He's also assuming that the big players would be able to reproduce any other
part of the company (e.g. execution)

------
confounded
Possibly, but it depends who you hope that it will protect you against, or who
you wish to extort with it.

Software patents are granted by people who don’t understand software, for
pretty much anything.

If you hope that it can protect you against a large company, there’s a pretty
good chance that their portfolio already contains a broader, stupider patent
than the one you’ve acquired, which covers what they’re doing. Or perhaps the
same thing worded differently. You will lose.

If not, or if it’s a smaller company with keen VCs or deep pockets, they can
just burn you out on legal fees for IP lawyers. You will lose.

All your patent will be good for is extinguishing small independent businesses
in your space, by drawing them into lawyerdom, at considerable cost to
yourself. You will win, simply because you have more to spend.

------
arfar
I work in the tech transfer office for a medium sized university (a non
practicing entity! _shock_ _horror_ ) and patents are a very key tool for us.

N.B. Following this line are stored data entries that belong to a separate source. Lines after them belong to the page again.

PR #2882, opened 2020-07-16
Placeholder names set by environment variables made case sensitive.

radzimir:
NOTE: this is a second try of pull request after problem with CLA

We use uppercase placeholders like ${TABLESPACE} set in flyway.conf as
flyway.placeholders.TABLESPACE=USERS

then I'v tried to set

export FLYWAY_PLACEHOLDERS_TABLESPACE=USERS

but it hasn't worked because substring after FLYWAY_PLACEHOLDERS_ was lowercased.

This pull request makes setting uppercased placeholders possible, but could potencially breake some projects that set it as uppercase but use as lovercase.

So I'm not sure if my fix is correct one.

Alternativ, case-insensitivity could be added while using placeholders, then it would be irrelevant how we set them.

### DIFF
--- a/flyway-core/src/main/java/org/flywaydb/core/internal/configuration/ConfigUtils.java
+++ b/flyway-core/src/main/java/org/flywaydb/core/internal/configuration/ConfigUtils.java
@@ -113,7 +113,7 @@ public class ConfigUtils {
             String convertedKey = convertKey(entry.getKey());
             if (convertedKey != null) {
                 // Known environment variable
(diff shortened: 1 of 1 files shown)


MikielAgutu:
Having thought about this more we aren't sure this is the right thing for Flyway. We think a better solution would be to make environment variable placeholder names case insensitive

radzimir:
OK, I'm closing this pull request.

Many players we license technology to are only interested in licensing a
technology if it's protected by a patent. If there isn't any patent
protection, then any third party willing to put enough in can simply read some
journal articles published by the researchers (because they do publish
everything they can for prestige and more government money) and implement the
software themselves and the licensee has no way to stop them (other than
through their own execution).

I haven't work at the tech transfer office for very long, but I think I have
only seen software related inventions be licensed that had patent protection.
When we do license a patent, the licensee most often receives worldwide
exclusive rights to exploit the technology in their field. (well, I guess it's
not quite worldwide monopoly, it's only a monopoly in the regions the patent
is filed in, we do give them worldwide rights to use other stuff like
copyright and trade secrets though).

------
miguelrochefort
I absolutely despise copyrights and parents.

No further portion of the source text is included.